Beginning with the line that has "- Handling the", reproduce each remaining line of the data exactly, down to and including the last.

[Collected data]
- Opening Delimiter -
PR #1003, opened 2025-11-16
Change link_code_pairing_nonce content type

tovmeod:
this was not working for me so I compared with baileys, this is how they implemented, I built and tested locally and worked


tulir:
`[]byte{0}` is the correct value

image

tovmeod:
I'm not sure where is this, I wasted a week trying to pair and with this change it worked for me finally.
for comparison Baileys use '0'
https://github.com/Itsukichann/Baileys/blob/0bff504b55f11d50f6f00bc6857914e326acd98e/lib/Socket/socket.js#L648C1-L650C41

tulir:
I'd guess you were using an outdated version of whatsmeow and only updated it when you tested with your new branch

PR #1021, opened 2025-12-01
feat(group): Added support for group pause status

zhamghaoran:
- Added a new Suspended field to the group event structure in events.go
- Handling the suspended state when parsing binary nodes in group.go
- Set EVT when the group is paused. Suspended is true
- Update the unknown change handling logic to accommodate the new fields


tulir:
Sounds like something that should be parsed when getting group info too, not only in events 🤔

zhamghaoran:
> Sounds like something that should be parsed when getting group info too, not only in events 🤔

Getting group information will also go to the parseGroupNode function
- Closing Delimiter -
YOUR RESPONSE
- Handling the suspended state when parsing binary nodes in group.go
- Set EVT when the group is paused. Suspended is true
- Update the unknown change handling logic to accommodate the new fields


tulir:
Sounds like something that should be parsed when getting group info too, not only in events 🤔

zhamghaoran:
> Sounds like something that should be parsed when getting group info too, not only in events 🤔

Getting group information will also go to the parseGroupNode function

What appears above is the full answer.